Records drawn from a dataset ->

● ● ● ● ● ● ●

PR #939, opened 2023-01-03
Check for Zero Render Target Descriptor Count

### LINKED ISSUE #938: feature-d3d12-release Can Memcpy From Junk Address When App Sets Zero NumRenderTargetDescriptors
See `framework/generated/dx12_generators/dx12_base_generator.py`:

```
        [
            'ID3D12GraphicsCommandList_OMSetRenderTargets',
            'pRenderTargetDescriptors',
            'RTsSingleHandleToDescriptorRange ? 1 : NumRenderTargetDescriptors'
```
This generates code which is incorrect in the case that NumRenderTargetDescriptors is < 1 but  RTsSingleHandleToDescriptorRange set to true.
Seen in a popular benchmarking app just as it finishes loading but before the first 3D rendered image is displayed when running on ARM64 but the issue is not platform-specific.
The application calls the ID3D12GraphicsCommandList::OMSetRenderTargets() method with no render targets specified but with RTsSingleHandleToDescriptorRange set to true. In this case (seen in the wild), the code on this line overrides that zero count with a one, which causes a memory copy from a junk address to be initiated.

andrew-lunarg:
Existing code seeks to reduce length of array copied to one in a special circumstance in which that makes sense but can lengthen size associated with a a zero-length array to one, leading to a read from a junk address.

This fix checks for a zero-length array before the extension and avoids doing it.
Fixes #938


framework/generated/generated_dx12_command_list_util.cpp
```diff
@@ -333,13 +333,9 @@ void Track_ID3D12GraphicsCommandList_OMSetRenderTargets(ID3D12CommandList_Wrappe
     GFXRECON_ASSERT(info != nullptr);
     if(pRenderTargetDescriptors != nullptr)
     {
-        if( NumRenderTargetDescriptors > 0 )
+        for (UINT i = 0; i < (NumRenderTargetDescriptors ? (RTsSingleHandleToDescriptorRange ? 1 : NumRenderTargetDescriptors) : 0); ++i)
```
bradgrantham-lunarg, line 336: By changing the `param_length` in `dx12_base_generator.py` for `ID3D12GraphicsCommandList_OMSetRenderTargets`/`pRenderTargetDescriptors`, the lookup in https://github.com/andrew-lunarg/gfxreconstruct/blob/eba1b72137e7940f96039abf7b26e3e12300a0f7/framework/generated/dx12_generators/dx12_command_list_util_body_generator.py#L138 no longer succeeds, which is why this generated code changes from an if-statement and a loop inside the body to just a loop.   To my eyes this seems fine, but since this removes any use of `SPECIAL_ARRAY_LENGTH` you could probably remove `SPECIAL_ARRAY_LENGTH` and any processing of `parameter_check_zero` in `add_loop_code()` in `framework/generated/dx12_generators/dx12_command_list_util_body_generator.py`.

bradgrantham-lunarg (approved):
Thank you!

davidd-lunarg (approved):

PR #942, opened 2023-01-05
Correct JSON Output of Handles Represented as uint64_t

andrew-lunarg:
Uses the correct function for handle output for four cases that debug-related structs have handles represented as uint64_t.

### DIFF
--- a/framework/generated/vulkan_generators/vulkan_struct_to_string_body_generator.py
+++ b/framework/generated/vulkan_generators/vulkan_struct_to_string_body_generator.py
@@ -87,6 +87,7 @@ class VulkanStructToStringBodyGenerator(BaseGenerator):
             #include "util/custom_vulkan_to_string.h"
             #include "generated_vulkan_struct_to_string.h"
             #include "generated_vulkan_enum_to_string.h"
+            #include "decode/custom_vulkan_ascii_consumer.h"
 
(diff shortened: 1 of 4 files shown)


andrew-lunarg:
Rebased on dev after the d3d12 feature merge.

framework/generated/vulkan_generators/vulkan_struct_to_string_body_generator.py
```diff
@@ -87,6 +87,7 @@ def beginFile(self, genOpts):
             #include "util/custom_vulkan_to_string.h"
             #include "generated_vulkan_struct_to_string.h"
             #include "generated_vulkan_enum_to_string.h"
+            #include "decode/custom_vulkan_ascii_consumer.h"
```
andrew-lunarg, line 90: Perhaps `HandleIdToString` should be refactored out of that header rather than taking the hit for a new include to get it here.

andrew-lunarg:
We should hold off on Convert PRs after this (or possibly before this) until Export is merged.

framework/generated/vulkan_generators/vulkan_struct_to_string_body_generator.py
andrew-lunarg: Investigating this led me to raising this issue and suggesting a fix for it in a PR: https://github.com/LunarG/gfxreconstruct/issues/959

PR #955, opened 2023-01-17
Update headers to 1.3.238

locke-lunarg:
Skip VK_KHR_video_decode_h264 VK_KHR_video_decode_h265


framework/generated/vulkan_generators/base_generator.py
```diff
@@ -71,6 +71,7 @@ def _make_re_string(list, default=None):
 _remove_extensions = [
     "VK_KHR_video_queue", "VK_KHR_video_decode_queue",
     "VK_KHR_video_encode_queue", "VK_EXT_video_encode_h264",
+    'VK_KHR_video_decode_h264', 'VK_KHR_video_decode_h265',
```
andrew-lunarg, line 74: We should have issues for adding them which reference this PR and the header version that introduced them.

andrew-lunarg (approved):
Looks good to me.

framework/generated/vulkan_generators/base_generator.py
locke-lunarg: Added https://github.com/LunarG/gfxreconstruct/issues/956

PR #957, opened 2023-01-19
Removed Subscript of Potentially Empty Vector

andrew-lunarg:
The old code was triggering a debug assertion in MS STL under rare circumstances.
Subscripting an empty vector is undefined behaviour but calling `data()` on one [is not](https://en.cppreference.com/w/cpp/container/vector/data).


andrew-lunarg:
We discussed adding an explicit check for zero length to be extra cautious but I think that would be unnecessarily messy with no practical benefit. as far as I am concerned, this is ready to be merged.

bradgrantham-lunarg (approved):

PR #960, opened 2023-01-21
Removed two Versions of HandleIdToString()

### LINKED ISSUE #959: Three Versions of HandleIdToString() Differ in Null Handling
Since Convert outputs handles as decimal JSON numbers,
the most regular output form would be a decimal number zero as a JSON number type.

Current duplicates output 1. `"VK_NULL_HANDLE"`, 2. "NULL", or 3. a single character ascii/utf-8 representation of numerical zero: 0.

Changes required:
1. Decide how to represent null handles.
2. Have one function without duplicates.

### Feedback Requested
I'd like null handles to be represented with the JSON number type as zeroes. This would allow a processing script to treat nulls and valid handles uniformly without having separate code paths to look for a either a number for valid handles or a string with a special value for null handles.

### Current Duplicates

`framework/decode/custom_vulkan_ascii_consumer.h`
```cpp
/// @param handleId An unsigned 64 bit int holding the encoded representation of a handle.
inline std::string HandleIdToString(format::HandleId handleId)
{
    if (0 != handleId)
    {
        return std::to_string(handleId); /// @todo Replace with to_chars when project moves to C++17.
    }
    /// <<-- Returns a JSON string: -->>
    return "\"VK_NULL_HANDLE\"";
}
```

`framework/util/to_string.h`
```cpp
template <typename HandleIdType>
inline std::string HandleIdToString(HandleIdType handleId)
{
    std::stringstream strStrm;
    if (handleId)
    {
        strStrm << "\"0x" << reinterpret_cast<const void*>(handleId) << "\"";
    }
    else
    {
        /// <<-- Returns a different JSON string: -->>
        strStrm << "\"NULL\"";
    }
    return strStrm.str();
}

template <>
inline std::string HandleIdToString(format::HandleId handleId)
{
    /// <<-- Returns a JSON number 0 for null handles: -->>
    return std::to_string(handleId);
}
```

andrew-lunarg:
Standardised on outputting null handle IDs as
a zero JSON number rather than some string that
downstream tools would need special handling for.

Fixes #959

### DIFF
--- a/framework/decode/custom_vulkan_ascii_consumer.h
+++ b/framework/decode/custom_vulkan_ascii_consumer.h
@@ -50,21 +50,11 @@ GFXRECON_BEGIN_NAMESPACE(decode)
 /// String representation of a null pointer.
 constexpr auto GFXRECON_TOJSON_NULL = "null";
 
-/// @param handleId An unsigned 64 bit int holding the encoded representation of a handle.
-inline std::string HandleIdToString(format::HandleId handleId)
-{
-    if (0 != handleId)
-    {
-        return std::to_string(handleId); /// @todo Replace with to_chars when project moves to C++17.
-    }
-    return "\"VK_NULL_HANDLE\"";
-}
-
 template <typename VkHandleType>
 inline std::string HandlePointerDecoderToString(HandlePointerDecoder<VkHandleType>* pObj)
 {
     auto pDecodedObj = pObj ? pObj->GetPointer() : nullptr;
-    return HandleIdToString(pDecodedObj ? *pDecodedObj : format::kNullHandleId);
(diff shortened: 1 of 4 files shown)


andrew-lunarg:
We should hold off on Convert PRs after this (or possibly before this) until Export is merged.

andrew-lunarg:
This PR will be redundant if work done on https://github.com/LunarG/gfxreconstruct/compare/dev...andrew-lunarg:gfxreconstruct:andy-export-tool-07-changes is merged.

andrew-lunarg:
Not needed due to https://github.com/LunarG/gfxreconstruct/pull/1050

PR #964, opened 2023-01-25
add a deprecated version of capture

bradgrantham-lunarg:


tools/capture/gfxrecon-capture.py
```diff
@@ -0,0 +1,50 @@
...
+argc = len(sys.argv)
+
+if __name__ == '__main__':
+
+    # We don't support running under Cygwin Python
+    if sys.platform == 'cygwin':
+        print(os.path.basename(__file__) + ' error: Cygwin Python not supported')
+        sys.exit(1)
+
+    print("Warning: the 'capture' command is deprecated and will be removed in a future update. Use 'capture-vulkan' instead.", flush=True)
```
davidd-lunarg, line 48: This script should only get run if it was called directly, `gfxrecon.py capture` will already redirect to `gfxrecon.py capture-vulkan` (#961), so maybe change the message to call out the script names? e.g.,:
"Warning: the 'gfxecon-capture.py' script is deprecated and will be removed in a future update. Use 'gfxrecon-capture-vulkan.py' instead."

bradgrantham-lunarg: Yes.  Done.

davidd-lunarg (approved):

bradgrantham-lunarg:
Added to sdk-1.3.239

● ● ● ● ● ● ●

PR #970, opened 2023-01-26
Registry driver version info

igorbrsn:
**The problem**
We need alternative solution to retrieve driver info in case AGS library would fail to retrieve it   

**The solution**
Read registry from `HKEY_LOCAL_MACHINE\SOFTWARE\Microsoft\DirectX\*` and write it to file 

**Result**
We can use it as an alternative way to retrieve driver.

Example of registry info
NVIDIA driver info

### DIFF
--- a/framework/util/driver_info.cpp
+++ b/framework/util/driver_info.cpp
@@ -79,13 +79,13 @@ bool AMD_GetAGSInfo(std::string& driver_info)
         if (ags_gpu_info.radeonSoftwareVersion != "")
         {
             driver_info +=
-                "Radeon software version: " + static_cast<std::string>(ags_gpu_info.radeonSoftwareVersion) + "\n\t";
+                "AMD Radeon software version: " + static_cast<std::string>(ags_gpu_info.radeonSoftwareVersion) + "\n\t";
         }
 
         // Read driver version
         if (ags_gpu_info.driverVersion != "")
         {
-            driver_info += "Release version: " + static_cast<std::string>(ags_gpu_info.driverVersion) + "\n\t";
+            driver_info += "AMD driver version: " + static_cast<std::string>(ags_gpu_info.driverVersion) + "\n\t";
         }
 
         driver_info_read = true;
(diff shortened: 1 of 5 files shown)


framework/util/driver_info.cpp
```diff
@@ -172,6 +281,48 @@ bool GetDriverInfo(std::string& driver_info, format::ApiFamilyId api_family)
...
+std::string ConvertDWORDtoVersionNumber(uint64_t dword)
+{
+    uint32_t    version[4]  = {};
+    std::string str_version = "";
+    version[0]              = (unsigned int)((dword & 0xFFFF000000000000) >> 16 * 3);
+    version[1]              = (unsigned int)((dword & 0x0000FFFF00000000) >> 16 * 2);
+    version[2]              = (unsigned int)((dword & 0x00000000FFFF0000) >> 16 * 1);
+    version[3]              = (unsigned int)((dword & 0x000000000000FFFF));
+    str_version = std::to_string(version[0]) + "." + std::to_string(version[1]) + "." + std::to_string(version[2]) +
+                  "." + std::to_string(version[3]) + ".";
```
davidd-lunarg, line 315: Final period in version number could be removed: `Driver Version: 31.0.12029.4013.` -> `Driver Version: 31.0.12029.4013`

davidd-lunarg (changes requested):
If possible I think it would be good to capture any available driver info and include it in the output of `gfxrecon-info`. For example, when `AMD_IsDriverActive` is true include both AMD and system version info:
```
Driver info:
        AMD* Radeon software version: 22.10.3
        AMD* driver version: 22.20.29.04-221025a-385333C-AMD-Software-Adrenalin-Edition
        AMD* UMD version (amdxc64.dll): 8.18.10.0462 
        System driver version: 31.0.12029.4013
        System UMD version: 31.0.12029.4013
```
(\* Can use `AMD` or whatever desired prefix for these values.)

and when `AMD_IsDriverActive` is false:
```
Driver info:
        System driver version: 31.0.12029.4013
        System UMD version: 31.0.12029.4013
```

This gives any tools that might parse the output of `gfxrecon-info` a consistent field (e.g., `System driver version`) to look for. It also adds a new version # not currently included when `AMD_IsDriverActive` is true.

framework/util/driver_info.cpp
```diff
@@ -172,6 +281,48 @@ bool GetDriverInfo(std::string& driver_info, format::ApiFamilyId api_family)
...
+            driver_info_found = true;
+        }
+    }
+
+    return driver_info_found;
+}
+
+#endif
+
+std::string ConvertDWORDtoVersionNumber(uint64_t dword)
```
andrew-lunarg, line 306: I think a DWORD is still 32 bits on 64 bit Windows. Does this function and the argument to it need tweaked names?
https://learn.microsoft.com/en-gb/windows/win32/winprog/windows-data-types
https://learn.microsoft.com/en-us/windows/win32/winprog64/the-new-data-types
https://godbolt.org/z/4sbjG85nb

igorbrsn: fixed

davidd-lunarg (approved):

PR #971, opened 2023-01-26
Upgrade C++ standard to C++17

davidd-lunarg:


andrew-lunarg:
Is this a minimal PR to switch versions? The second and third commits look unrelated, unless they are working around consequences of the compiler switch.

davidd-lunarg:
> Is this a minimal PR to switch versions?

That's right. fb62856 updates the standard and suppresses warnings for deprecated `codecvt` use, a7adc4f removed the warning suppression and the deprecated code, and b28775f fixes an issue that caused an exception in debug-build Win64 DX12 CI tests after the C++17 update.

● ● ● ● ● ● ●

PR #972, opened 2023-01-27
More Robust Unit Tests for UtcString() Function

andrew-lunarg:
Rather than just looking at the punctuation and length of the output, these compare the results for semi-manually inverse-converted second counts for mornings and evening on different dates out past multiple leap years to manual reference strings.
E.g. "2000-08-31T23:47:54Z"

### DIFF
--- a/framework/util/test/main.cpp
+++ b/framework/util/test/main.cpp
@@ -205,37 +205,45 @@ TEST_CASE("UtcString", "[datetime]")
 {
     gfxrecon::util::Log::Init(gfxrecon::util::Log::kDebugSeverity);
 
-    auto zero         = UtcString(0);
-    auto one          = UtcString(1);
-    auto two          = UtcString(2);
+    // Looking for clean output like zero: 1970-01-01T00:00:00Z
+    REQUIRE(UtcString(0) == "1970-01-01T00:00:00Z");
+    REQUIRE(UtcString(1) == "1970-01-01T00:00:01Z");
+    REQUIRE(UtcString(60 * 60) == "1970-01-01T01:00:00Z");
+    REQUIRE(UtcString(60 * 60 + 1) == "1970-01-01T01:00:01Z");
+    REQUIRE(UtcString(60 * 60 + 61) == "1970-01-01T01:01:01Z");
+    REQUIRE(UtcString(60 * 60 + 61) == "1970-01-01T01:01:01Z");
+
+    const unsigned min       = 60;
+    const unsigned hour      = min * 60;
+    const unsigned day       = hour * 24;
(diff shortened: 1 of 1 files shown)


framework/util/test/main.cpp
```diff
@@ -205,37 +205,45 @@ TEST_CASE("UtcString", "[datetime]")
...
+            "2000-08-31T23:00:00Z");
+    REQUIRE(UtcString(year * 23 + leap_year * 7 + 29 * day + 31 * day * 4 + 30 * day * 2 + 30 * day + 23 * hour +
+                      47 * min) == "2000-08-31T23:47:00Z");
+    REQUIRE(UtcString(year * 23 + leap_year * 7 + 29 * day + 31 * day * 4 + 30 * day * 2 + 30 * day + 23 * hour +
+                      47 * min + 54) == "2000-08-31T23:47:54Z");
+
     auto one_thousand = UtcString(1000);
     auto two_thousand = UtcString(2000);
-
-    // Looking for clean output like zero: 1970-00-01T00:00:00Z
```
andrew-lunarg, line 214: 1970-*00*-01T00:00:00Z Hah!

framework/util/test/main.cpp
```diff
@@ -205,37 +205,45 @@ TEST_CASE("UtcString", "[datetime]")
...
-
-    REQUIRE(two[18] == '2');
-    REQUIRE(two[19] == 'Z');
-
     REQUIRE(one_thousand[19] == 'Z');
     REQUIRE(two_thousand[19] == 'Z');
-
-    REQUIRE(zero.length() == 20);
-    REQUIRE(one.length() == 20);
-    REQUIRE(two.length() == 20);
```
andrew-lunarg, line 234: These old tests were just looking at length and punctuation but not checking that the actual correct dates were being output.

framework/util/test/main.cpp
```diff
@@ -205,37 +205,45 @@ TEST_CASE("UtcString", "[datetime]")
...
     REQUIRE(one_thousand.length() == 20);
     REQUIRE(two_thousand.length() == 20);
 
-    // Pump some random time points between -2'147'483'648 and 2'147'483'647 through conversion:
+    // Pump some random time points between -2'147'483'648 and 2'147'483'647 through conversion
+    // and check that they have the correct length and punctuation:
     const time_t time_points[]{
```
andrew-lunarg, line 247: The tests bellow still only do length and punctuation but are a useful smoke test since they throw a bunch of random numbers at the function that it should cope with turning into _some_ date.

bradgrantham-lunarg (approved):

● ● ● ● ● ● ●

TASK PROMPT -> For each line in the records that contains the word "gfxreconstruct", make a copy.

WRITTEN RESPONSE ->
bradgrantham-lunarg, line 336: By changing the `param_length` in `dx12_base_generator.py` for `ID3D12GraphicsCommandList_OMSetRenderTargets`/`pRenderTargetDescriptors`, the lookup in https://github.com/andrew-lunarg/gfxreconstruct/blob/eba1b72137e7940f96039abf7b26e3e12300a0f7/framework/generated/dx12_generators/dx12_command_list_util_body_generator.py#L138 no longer succeeds, which is why this generated code changes from an if-statement and a loop inside the body to just a loop.   To my eyes this seems fine, but since this removes any use of `SPECIAL_ARRAY_LENGTH` you could probably remove `SPECIAL_ARRAY_LENGTH` and any processing of `parameter_check_zero` in `add_loop_code()` in `framework/generated/dx12_generators/dx12_command_list_util_body_generator.py`.
andrew-lunarg: Investigating this led me to raising this issue and suggesting a fix for it in a PR: https://github.com/LunarG/gfxreconstruct/issues/959
locke-lunarg: Added https://github.com/LunarG/gfxreconstruct/issues/956
This PR will be redundant if work done on https://github.com/LunarG/gfxreconstruct/compare/dev...andrew-lunarg:gfxreconstruct:andy-export-tool-07-changes is merged.
Not needed due to https://github.com/LunarG/gfxreconstruct/pull/1050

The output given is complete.